Stepped-wedge study design

Given the series of design revisions made, a review of the study’s sampling framework was re-visited. In general, the design revisions have very little impact on the study’s sampling framework. However, refinement and further clarity on the steps involved in performing the two stages of sampling process was considered vital at this stage in preparation for the start-up of the study.

In particular, the sampling framework review focused on the following key points:

  • How the stage 1 sampling fits WFP’s request for sampling only in areas ‘covered’ by their distribution sites?

  • How many quadrats / hexagonal grids will be used per cluster?

  • How many villages / settlements per hexagonal grid will be sampled per cluster?

For the first point, we intend to bound the spatial sampling for stage 1 based on the extents of the area distribution of the programme sites. For some areas such as Kassala Urban, the programme sites cover almost the whole area hence the extent is almost similar to the extent of the borders of the locality itself. For other clusters, the programme sites are evenly distributed spatially hence the stage 1 sampling will have a lesser extent than the administrative boundaries of the locality. This addresses the concern of WFP because doing this type of sampling will focus the selection of sampling villages in areas covered by a programme site while still allowing for the selection of villages that may not be covered by the programme. This is important because we want to have a sample that can say something about the way programme sites are selected geographically.

For the second and third point, after deliberating on the expected number of under 5 children and PLW in a village, it has been agreed that we will select 20 quadrats per study cluster and then select 2 villages per quadrat. This will be a total of 40 sampling villages per study cluster. Assuming that we can get at best about 4 PLW per village (up to 8 in theory)1, this sampling frame will give us on average a total of 160 PLW per study cluster. This is a worst case scenario. This number will be enough to classify PLW indicators. At best case scenario of up to 8 PLW per village, we will get a sample of about 320 PLW per study cluster which would be enough to give an estimate of the indicators for PLW at useful precision. Overall, the 40 sampling villages will be more then enough to provide at least 192 under 5 children consistently.
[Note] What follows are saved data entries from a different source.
PR #441, opened 2020-08-25
Explain why GET-based queries might transmit sensitive data, suggest …

### LINKED ISSUE #277: Clarification of GET versus POST for information retrieval
Am sure this has been discussed before, and I'm opening a can of worms but here goes (if nothing else would be nice to have this as an issue to be easily referenceable)...

The traditional accepted use case for [GET](https://tools.ietf.org/html/rfc7231#section-4.3.1) is for information retreival and [POST](https://tools.ietf.org/html/rfc7231#section-4.3.3) is for uploading information to a server. This is reflected in the language of the definitions as linked in the previous sentences and does not seem to be materially changed in the [new versions currently in draft](https://tools.ietf.org/html/draft-ietf-httpbis-semantics-06#section-7.3).

However the sections on [Disclosure of Personal Information](https://tools.ietf.org/html/rfc7231#section-9.3) and [Disclosure of Sensitive Information in URIs](https://tools.ietf.org/html/rfc7231#section-9.4) recognise the privacy and security implications of putting sensitive information in the URL as Query Params and state that "Such services ought to use POST-based form submission instead." Again this language seems [unchanged in the current drafts](https://tools.ietf.org/html/draft-ietf-httpbis-semantics-06#section-13.8).

This seems out of sync with the definition of POST provided previously and leads to arguments as to whether information retrieval by sensitive params is an "acceptable" use of POST (particularly for those insisting on a rigid [definition of REST](https://en.wikipedia.org/wiki/Representational_state_transfer#Relationship_between_URI_and_HTTP_methods)). Note I'm not talking about authentication cookies here - but more other params which clarify the resouce required, rather than authenticate access to such a resource. For example "download document id 1234" is often an information retreival request, which is supplemented by cookies to confirm access to that document. In this case the document id may be considered sensitive (e.g. if it's a policy number, or a claim identifier) so should not be sent as a URL param which would rule out GET, unless you want to get into providing the params as HTTP Headers instead which just seems like a messy idea.

Of course you could use a GET with a body but the RFC [explicitly notes why this is a bad idea](https://tools.ietf.org/html/rfc7231#section-4.3.1): "sending a payload body on a GET request might cause some existing implementations to reject the request." and this has been [strengthened in the lastest draft](https://tools.ietf.org/html/draft-ietf-httpbis-semantics-06#section-7.3.1) to: "A client SHOULD NOT generate a body in a GET request" in #202 

The POST definition doesn't explicitly forbid it's use for information retreival, but all the examples suggest data is being sent to the server for storage (perhaps not the first example, but certainly the others) and there are [many](https://stackoverflow.com/questions/52050997/should-i-use-a-post-request-to-send-a-retrieval-request-to-my-server-for-a-large) examples of this being debated.

While this has always been an issue, it is getting more and more important in this more privacy-aware world and with various legislation and security requiremnts and I feel the specs could be more explicit, and reflect what I imagine is a common use case for POST.

Therefore should text and/or the examples be added to clarify the position in regards to retreival via POST requests, and to resolve the apparent discrepency in regards to the [Disclosure of Sensitive Information in URIs](https://tools.ietf.org/html/rfc7231#section-9.4) section?

royfielding:
…POST, link to security consideration, and provide some workarounds

Fixes #277

### DIFF
--- a/draft-ietf-httpbis-semantics-latest.xml
+++ b/draft-ietf-httpbis-semantics-latest.xml
@@ -5380,23 +5380,30 @@ Content-Range: exampleunit 11.2-14.3/25
   </rdf:Description>
   <iref primary="true" item="GET method" x:for-anchor=""/>
 <t>
-   The GET method requests transfer of a current <x:ref>selected representation</x:ref> for
-   the <x:ref>target resource</x:ref>. GET is the primary mechanism of
-   information retrieval and the focus of almost all performance
-   optimizations. Hence, when people speak of retrieving some identifiable
-   information via HTTP, they are generally referring to making a GET request.
+   The GET method requests transfer of a current
+   <x:ref>selected representation</x:ref> for the
+   <x:ref>target resource</x:ref>.
 </t>
 <t>
-   The GET method is specifically intended to reflect the quality of
-   "sameness" identified by the request URI as if it were referenced as an
-   ordinary hypertext link.
+   GET is the primary mechanism of information retrieval and the focus of
+   almost all performance optimizations. Hence, when people speak of retrieving
+   some identifiable information via HTTP, they are generally referring to
+   making a GET request. A successful response reflects the quality of
+   "sameness" identified by the target URI.
+   In turn, constructing applications such that they produce a URI
+   for each important resource results in more resources being available for
+   other applications, producing a network effect that promotes further
+   expansion of the Web.
 </t>
 <t>
    It is tempting to think of resource identifiers as remote file system
    pathnames and of representations as being a copy of the contents of such
    files. In fact, that is how many resources are implemented (see
    <xref target="attack.pathname"/> for related security considerations).
-   However, there are no such limitations in practice. The HTTP interface for
+   However, there are no such limitations in practice.
+</t>
+<t>
+   The HTTP interface for
    a resource is just as likely to be implemented as a tree of content
    objects, a programmatic view on various database records, or a gateway to
    other information systems. Even when the URI mapping mechanism is tied to a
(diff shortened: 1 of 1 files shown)


mnot (approved):

reschke (changes requested):
What you say about POST is true not because of the definition of POST, but because of the way HTML forms work. Maybe we should say this to avoid confusion about POST - for instance, POST *can* use constructed URIs as well; it's just not common.

draft-ietf-httpbis-semantics-latest.xml
```diff
@@ -5427,6 +5434,18 @@ Content-Range: exampleunit 11.2-14.3/25
...
+   When information retrieval is performed with a mechanism that constructs a
+   target URI from user-provided information, such as the query fields of a
+   form using GET, potentially sensitive data might be provided that would not
+   be appropriate for disclosure within a URI
+   (see <xref target="sensitive.information.in.uris"/>). In some cases, the
+   data can be filtered or transformed such that it would not reveal such
+   information. In others, particularly when there is no benefit from caching
+   a response, using the POST method (<xref target="POST"/>) instead of GET
+   will transmit such information in the request body rather than construct a
+   new URI.
```
royfielding, line 5447:
```suggestion
   a response, using the POST method (<xref target="POST"/>) instead of GET
   will usually transmit such information in the request body rather than construct a
   new URI.
```

draft-ietf-httpbis-semantics-latest.xml
```diff
@@ -11247,15 +11266,24 @@ Content-Encoding: gzip
...
-   sensitive data because that data will be placed in the target URI. Many
-   existing servers, proxies, and user agents log or display the target URI
-   in places where it might be visible to third parties. Such services ought
-   to use POST-based form submission instead.
+   When an application uses client-side mechanisms to construct a target URI
+   out of user-provided information, such as the query fields of a form using
+   GET, potentially sensitive data might be provided that would not be
+   appropriate for disclosure within a URI. POST is often preferred in such
+   cases because it doesn't construct a URI; instead, POST transmits the
+   potentially sensitive data in the request body. However, this hinders
```
royfielding, line 11280:
```suggestion
   cases because it usually doesn't construct a URI; instead, POST of a form transmits the
   potentially sensitive data in the request body. However, this hinders
```

reschke (approved):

We will test these assumptions on baseline or during the first data collection round and will calibrate the stage 1 sample accordingly based on the sample sizes we achieve.
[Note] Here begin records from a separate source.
PR #2358, opened 2023-09-25
Numerical Exif Metadata support for Image Dashboards

Advitya17:
This PR adds support for numerical exif metadata for all image dashboards.

## Description

image

image

image

image

image

image

image

## Checklist


libs/interpret-vision/src/lib/VisionExplanationDashboard/Controls/FlyoutObjectDetection.tsx
```diff
@@ -91,7 +91,7 @@ export class FlyoutObjectDetection extends React.Component<
           className={classNames.odFlyoutContainer}
         >
           <FluentUI.Stack tokens={FlyoutODUtils.stackTokens.medium}>
-            <FluentUI.Stack>
+            <FluentUI.Stack tokens={FlyoutODUtils.stackTokens.medium}>
```
imatiach-msft, line 94: nice use of constants!

responsibleai_vision/responsibleai_vision/utils/image_reader.py
```diff
@@ -90,9 +90,9 @@ def get_all_exif_feature_names(image_dataset):
                 for tag_id in exifdata:
                     # get the tag name, instead of human unreadable tag id
                     tag = TAGS.get(tag_id, tag_id)
-                    # TODO: add support for other data types
-                    if tag not in image_dataset.columns \
-                       and isinstance(exifdata.get(tag_id), str):
+                    if tag not in image_dataset.columns:
+                       data = exifdata.get(tag_id)
+                       if isinstance(data, str) or isinstance(data, int) or isinstance(data, float):
                         exif_feature_names.add(tag)
```
imatiach-msft, line 96: Can you fix the spacing here? it looks like there is a single space on line 96.  Does this actually work in python?
Oh, I guess python accepts 1, 2, or 4 spaces according to this:
https://stackoverflow.com/questions/2034517/pythons-interpretation-of-tabs-and-spaces-to-indent
Still I think we need the same number of spaces for indent.  Maybe we need to have some linting for this.

responsibleai_vision/responsibleai_vision/utils/feature_extractors.py
```diff
@@ -81,10 +81,11 @@ def extract_features(image_dataset: pd.DataFrame,
                     # decode bytes
                     if isinstance(data, bytes):
                         data = data.decode()
-                    # TODO: add support for other data types
                     if isinstance(data, str):
                         feature_metadata.categorical_features.append(str(tag))
                         row_feature_values[feature_names.index(tag)] = data
+                    elif isinstance(data, int) or isinstance(data, float):
+                        row_feature_values[feature_names.index(tag)] = data
```
imatiach-msft, line 88: how were you able to fix the json serialization error you were running into with the circular references?  or was that due to some other data type?

imatiach-msft (approved):

responsibleai_vision/responsibleai_vision/utils/image_reader.py
Advitya17: Yes plan to fix linting at the end after all technical comments are resolved :)

responsibleai_vision/responsibleai_vision/utils/feature_extractors.py
Advitya17: I'm so glad you asked, I honestly dk how this suddenly got working loolll

I could try to guess rebuilding, but believe I had already done that before and ran into the same error.

Another hypothesis can be, I perhaps removed unwanted data / references by strictly pegging metadata to str, int, or float.

PR #2362, opened 2023-09-26
Pytorch dataset

jamesbchao:
## Description
Jupyter notebook example of using a standard pytorch model and dataset with the RAI vision dashboard.

## Checklist


imatiach-msft:
looks like there are some test failures:
```Error: Some of the notebooks don't have tests. If a new notebook is added, Please add tests.```
I think you need to either add the notebook to the test automation or blacklist it - I'm guessing you could add it to regular notebook python tests but blacklist the e2e UI tests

For stage 2 sampling, we will do an exhaustive sample of all children under 5 and all PLW in each selected sampling village. This is to ensure that we get enough sample size for PLW and for the coverage metrics.

Incidence study

We have originally planned to recruit study participants into the incidence sub-study through the various health clinics and programme sites during routine growth monitoring sessions or during well-baby clinics. However, feedback gained from Kassala state consultations indicate that the health facility-based recruitment and follow-up for the incidence study will most likely provide a sample that is skewed towards the younger children (under 2) and very few age 4 to 5 years and some 3 years. This will be an uneven sample to begin with. Second issue is that there will most likely not be enough sample to complete the sample size requirement if only facility-based recruitment was utilised. This feedback echoes comments provided by the FMoH.

This is a well-founded feedback and something that requires a re-thinking of the approach to the recruitment and follow-up of participants to the incidence study. In light of this, the recruitment and follow-up process is to be adjusted as follows:

  1. For the study clusters for both intervention and control arms, villages within the catchment area of the programme sites will be selected. Number of villages to select will depend on the estimate of how many potential participants can be recruited in each vis-à-vis the total sample size needed each arm.

  3. Selected villages will then be visited and then all children age from 6 months to 4 years old who fit the study criteria will be recruited.

  5. A month after, the same villages will be visited and then the study participants will be followed-up. There will be 5 follow-up visits.

This obviously has cost implications particularly on transport when visiting villages. This is something we have to consider.